Kitap öyle akıcıydı ki elime aldım ve birkaç saatte okuyup bitirdim.
Hikayeye başladığım gibi içine çekti beni ve sonra da şaşırttı. Nasıl mı güya satranç ustasının hikayesini okuyorduk hop konu değişti ve bambaşka bir hikaye çıktı ortaya. Etkileyiciydi. Neden şimdiye kadar okumamıştım bilmiyorum. Neyse geç olması hiç okunmasından iyidir deyip kendimi avutuyorum
3 farklı karakter ve hikayeleri de apayrı. Satranç dünya şampiyonu(Czentovic), iki kelimeyi bir araya getiremeyen sadece köylülerle rahat konuşabilen cahil asosyal bir adam. Kitabın ilk bölümü onu anlatıyor.
Connor ise, aşırı sosyal, kaba , petrol yatakları olan bir zengin züppe.
Diğer karakterimiz , Dr.B Hitler'in Viyana'yı işgalinden sonra tutuklanıp aylarca sorguya alınan ve bu sorgu sırasında psikolojik işkence yöntemine maruz kalan baş kahramanımız.Dr.B hiçlik duygusu ile baş edemeyip tam kafayı yiyeceği sırada(tutuklandığından 4 ay sonra) bir askerin montundan çaldığı satranç kitabı ile çıldırmak tan ve belki de dilinin çözülmesinden o anlık kurtulur ama bu sefer satrancı saplantı haline getirir. Kafasında kurar da kurar. Hatta uykularında bile satranç oynar. İşkence ve satranç arasında gidip gelen zihni onu iyice bunalıma sokar.

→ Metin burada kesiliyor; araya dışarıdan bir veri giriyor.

Issue #490, opened 2018-12-18
Use TS bigint instead of BN


amaurymartiny:
https://www.typescriptlang.org/docs/handbook/release-notes/typescript-3-2.html#bigint

This is a big refactor.

jacogr:
Closing. Will re-visit when -

- the tooling is stable
- people aren't scared of it
- we have a Polkadot network out

Realistically, not in 2019.

PR #5449, opened 2023-01-26
Add BigInt composite

jacogr:
Needs https://github.com/polkadot-js/common/pull/1716

Last piece for issues such as https://github.com/polkadot-js/api/issues/5706, https://github.com/polkadot-js/api/issues/3046,  https://github.com/polkadot-js/api/issues/490

TODO:

- We may want to convert the standard `Int` to also use a wrapper (like here) - it is obviously a major breaking change, however does prepare the road for swap in the future

### DIFF
--- a/packages/types-codec/src/abstract/IntBigInt.ts
+++ b/packages/types-codec/src/abstract/IntBigInt.ts
@@ -75,7 +75,7 @@ function decodeBigInt (value: Exclude<AnyNumber, Uint8Array> | Record<string, st
 }
 
 /**
- * @name AbstractInt
+ * @name AbstractBigInt
  * @ignore
  * @noInheritDoc
  */


packages/types-codec/src/abstract/IntBigInt.ts
```diff
@@ -0,0 +1,272 @@
...
+    this.isUnsigned = !isSigned;
+
+    const isNegative = this.$ < _0n;
+    const maxBits = bitLength - (isSigned && !isNegative ? 1 : 0);
+
+    if (isNegative && !isSigned) {
+      throw new Error(`${this.toRawType()}: Negative number passed to unsigned type`);
+    } else if (this.#bitLengthInitial > maxBits) {
+      throw new Error(`${this.toRawType()}: Input too large. Found input with ${this.#bitLengthInitial} bits, expected ${maxBits}`);
+    }
```
spirinvladimir, line 111: It would be a bit more efficient to place validation before creating instance of a class because in case invalid state no extra operations for fill instance properties.

```suggestion
    if (this.$ < _0n && !isSigned) {
      throw new Error(`${this.toRawType()}: Negative number passed to unsigned type`);
    }
    this.#bitLengthInitial = this.$.toString(2).length;
    if (this.#bitLengthInitial >= maxBits) {
      throw new Error(`${this.toRawType()}: Input too large. Found input with ${this.#bitLengthInitial} bits, greater ${maxBits}`);
    }
    this.#bitLength = bitLength;
    this.#encodedLength = this.#bitLength / 8;
    this.isUnsigned = !isSigned;
```

kmk142789 (approved):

Bu üç kişinin karşılaşması şöyle oluyor efendim. New York'tan Buenus'a giden gemide milyonerimiz ile satranç şampiyonumuz bir müsabaka yaparlarken Dr.B nin oyuna müdahale etmesi sonucu yolcuların istediği ile Czentovic ve Dr. B arasında müsabaka düzenlenir. İki satranç dahisi karşı karşıya başlarlar oynamaya. Bundan sonrasında acaba kim oyunu kazanır dersiniz? Okuyup öğrenin arkadaşlar.
Kesinlikle okunması gereken bir eser
Mutlaka okuyun
İyi okumalar.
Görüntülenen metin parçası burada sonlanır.